Issue #1737, opened 2022-09-10
JSON Query to accounts/login/: Could not find "window._sharedData" in html response.


axelmiami:
Exactly the same problem:

```
$ instaloader --login=<username>
Session file does not exist yet - Logging in.
Enter Instagram password for p2i.berest:
JSON Query to accounts/login/: Could not find "window._sharedData" in html response. [retrying; skip with ^C]
JSON Query to accounts/login/: Could not find "window._sharedData" in html response. [retrying; skip with ^C]
Fatal error: JSON Query to accounts/login/: Could not find "window._sharedData" in html response.
```
help me please

Moreover, when launched locally from the IDE, everything connects and works, but on the server it gives an error.

All Python packages are the same and updated to the latest versions.
```
$ python3 -m pip install instaloader -U
Requirement already satisfied: instaloader in ./venv/lib/python3.8/site-packages (4.9.3)
Requirement already satisfied: requests>=2.4 in ./venv/lib/python3.8/site-packages (from instaloader) (2.28.1)
Requirement already satisfied: certifi>=2017.4.17 in ./venv/lib/python3.8/site-packages (from requests>=2.4->instaloader) (2022.6.15.1)
Requirement already satisfied: charset-normalizer<3,>=2 in ./venv/lib/python3.8/site-packages (from requests>=2.4->instaloader) (2.1.1)
Requirement already satisfied: idna<4,>=2.5 in ./venv/lib/python3.8/site-packages (from requests>=2.4->instaloader) (3.3)
Requirement already satisfied: urllib3<1.27,>=1.21.1 in ./venv/lib/python3.8/site-packages (from requests>=2.4->instaloader) (1.26.12)`
```

All of the above methods did not help.
Both the call from Python and the call in the console do not work on the server

axelmiami:
I tried following the instructions in #1740, but I still can't log in

aandergr:
Indeed, it seems that the login is currently not working.

Similar errors have been reported in #1635 and #1758.

Until this is fixed, we recommend the workaround described in https://instaloader.github.io/troubleshooting.html#login-error.

anuraag488:
> Indeed, it seems that the login is currently not working.
> 
> Similar errors have been reported in #1635 and #1758.
> 
> Until this is fixed, we recommend the workaround described in https://instaloader.github.io/troubleshooting.html#login-error.

Can you give some option for command line? I want to import cookies in Termux Android.

akafanfan:
[...]

Issue #2086, opened 2023-10-11
Login Error JSON Query to accounts/login/: Could not find "window._sharedData" in html response.


sarvagyaah:
import instaloader
L = instaloader.Instaloader()
L.login('username','password')

Error:
JSON Query to accounts/login/: Could not find "window._sharedData" in html response.[retrying; skip with ^C]
JSON Query to accounts/login/: Could not find "window._sharedData" in html response. [retrying; skip with ^C]

Please fix this issue 
is there any alternative to instaloader liabrary 
please fix i need urgently

EveryDirection:
+1, issue confirmed. Issue #2084 seems related. But I never had this problem before today; Instaloader was PREVIOUSLY working fine until today.

Issue #2084, opened 2023-10-07
I am not able to login with instaloader


nawar-unxd:
**Not able to login**
I am trying to use login(username, password) or interactive_login(username), however both of them are not working

**Here is my log after running these functions**
JSON Query to accounts/login/: Could not find "window._sharedData" in html response. [retrying; skip with ^C]
JSON Query to accounts/login/: Could not find "window._sharedData" in html response. [retrying; skip with ^C]
Traceback (most recent call last):
instagram-scraper/venv/lib/python3.9/site-packages/instaloader/instaloadercontext.py", line 410, in get_json
    raise QueryReturnedNotFoundException("Could not find \"window._sharedData\" in html response.")
instaloader.exceptions.QueryReturnedNotFoundException: Could not find "window._sharedData" in html response.

During handling of the above exception, another exception occurred:

Traceback (most recent call last):
instagram-scraper/venv/lib/python3.9/site-packages/instaloader/instaloadercontext.py", line 410, in get_json
    raise QueryReturnedNotFoundException("Could not find \"window._sharedData\" in html response.")
instaloader.exceptions.QueryReturnedNotFoundException: Could not find "window._sharedData" in html response.

During handling of the above exception, another exception occurred:

Traceback (most recent call last):instagram-scraper/venv/lib/python3.9/site-packages/instaloader/instaloadercontext.py", line 410, in get_json
    raise QueryReturnedNotFoundException("Could not find \"window._sharedData\" in html response.")
instaloader.exceptions.QueryReturnedNotFoundException: Could not find "window._sharedData" in html response.

The above exception was the direct cause of the following exception:

Traceback (most recent call last):
instagram-scraper/instagram_client.py", line 19, in <module>
    save_session(username, password)
instagram-scraper/instagram_client.py", line 7, in save_session
    L.login(username, password)
instagram-scraper/venv/lib/python3.9/site-packages/instaloader/instaloader.py", line 651, in login
    self.context.login(user, passwd)
instagram-scraper/venv/lib/python3.9/site-packages/instaloader/instaloadercontext.py", line 259, in login
    csrf_json = self.get_json('accounts/login/', {}, session=session)
instagram-scraper/venv/lib/python3.9/site-packages/instaloader/instaloadercontext.py", line 448, in get_json
    return self.get_json(path=path, params=params, host=host, session=sess, _attempt=_attempt + 1,
[...]

Issue #2069, opened 2023-09-11
window._sharedData


Jaudb4:
JSON Query to accounts/login/: Could not find "window._sharedData" in html response. [retrying; skip with ^C]
JSON Query to accounts/login/: Could not find "window._sharedData" in html response. [retrying; skip with ^C]
Traceback (most recent call last):
  File "/data/user/0/ru.iiec.pydroid3/files/aarch64-linux-android/lib/python3.9/site-packages/instaloader/instaloadercontext.py", line 410, in get_json
    raise QueryReturnedNotFoundException("Could not find \"window._sharedData\" in html response.")
instaloader.exceptions.QueryReturnedNotFoundException: Could not find "window._sharedData" in html response.

During handling of the above exception, another exception occurred:

Traceback (most recent call last):
  File "/data/user/0/ru.iiec.pydroid3/files/aarch64-linux-android/lib/python3.9/site-packages/instaloader/instaloadercontext.py", line 410, in get_json
    raise QueryReturnedNotFoundException("Could not find \"window._sharedData\" in html response.")
instaloader.exceptions.QueryReturnedNotFoundException: Could not find "window._sharedData" in html response.

During handling of the above exception, another exception occurred:

Traceback (most recent call last):
  File "/data/user/0/ru.iiec.pydroid3/files/aarch64-linux-android/lib/python3.9/site-packages/instaloader/instaloadercontext.py", line 410, in get_json
    raise QueryReturnedNotFoundException("Could not find \"window._sharedData\" in html response.")
instaloader.exceptions.QueryReturnedNotFoundException: Could not find "window._sharedData" in html response.

The above exception was the direct cause of the following exception:

Traceback (most recent call last):
  File "/data/user/0/ru.iiec.pydroid3/files/accomp_files/iiec_run/iiec_run.py", line 31, in <module>
    start(fakepyfile,mainpyfile)
  File "/data/user/0/ru.iiec.pydroid3/files/accomp_files/iiec_run/iiec_run.py", line 30, in start
    exec(open(mainpyfile).read(),  __main__.__dict__)
  File "<string>", line 7, in <module>
  File "/data/user/0/ru.iiec.pydroid3/files/aarch64-linux-android/lib/python3.9/site-packages/instaloader/instaloader.py", line 651, in login
    self.context.login(user, passwd)
[...]

PR #2088, opened 2023-10-15
Fixed error when trying to log in due to changes by Instagram

LostXOR:
Due to changes by Instagram, the JSON previously found in `window.sharedData` is now a string located deep in some nested JSON tags. This change caused `instaloader.get_json` to throw an error in some circumstances.
Instagram also changed the contents of the JSON, making the `entry_data` key empty. This causes `instaloader.get_json` to throw another error.

The first error occurs when trying to log in, making logging in with a username and password impossible. (Logging in with a session file still works).

This PR fixes both errors by updating `get_json` to get the JSON from its new location, and removing the logic checking the `entry_data` key, which I believe is unnecessary. It fixes issues #1737, #2044, #2059, #2062, #2069, #2084, and #2086 (all related to login).

### DIFF
--- a/instaloader/instaloadercontext.py
+++ b/instaloader/instaloadercontext.py
@@ -405,20 +405,13 @@ class InstaloaderContext:
                 raise ConnectionException("HTTP error code {}.".format(resp.status_code))
             is_html_query = not is_graphql_query and not "__a" in params and host == "www.instagram.com"
             if is_html_query:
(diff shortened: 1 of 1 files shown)


aandergr:
Awesome, this fixes get_json for the case of is_html_query, which is used for the login. Thanks a lot for your contribution!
========================
## PROMPT:
Please copy out each line of the material that holds the string "mainpyfile".

## RESPONSE TO THE EXERCISE:
    start(fakepyfile,mainpyfile)
    exec(open(mainpyfile).read(),  __main__.__dict__)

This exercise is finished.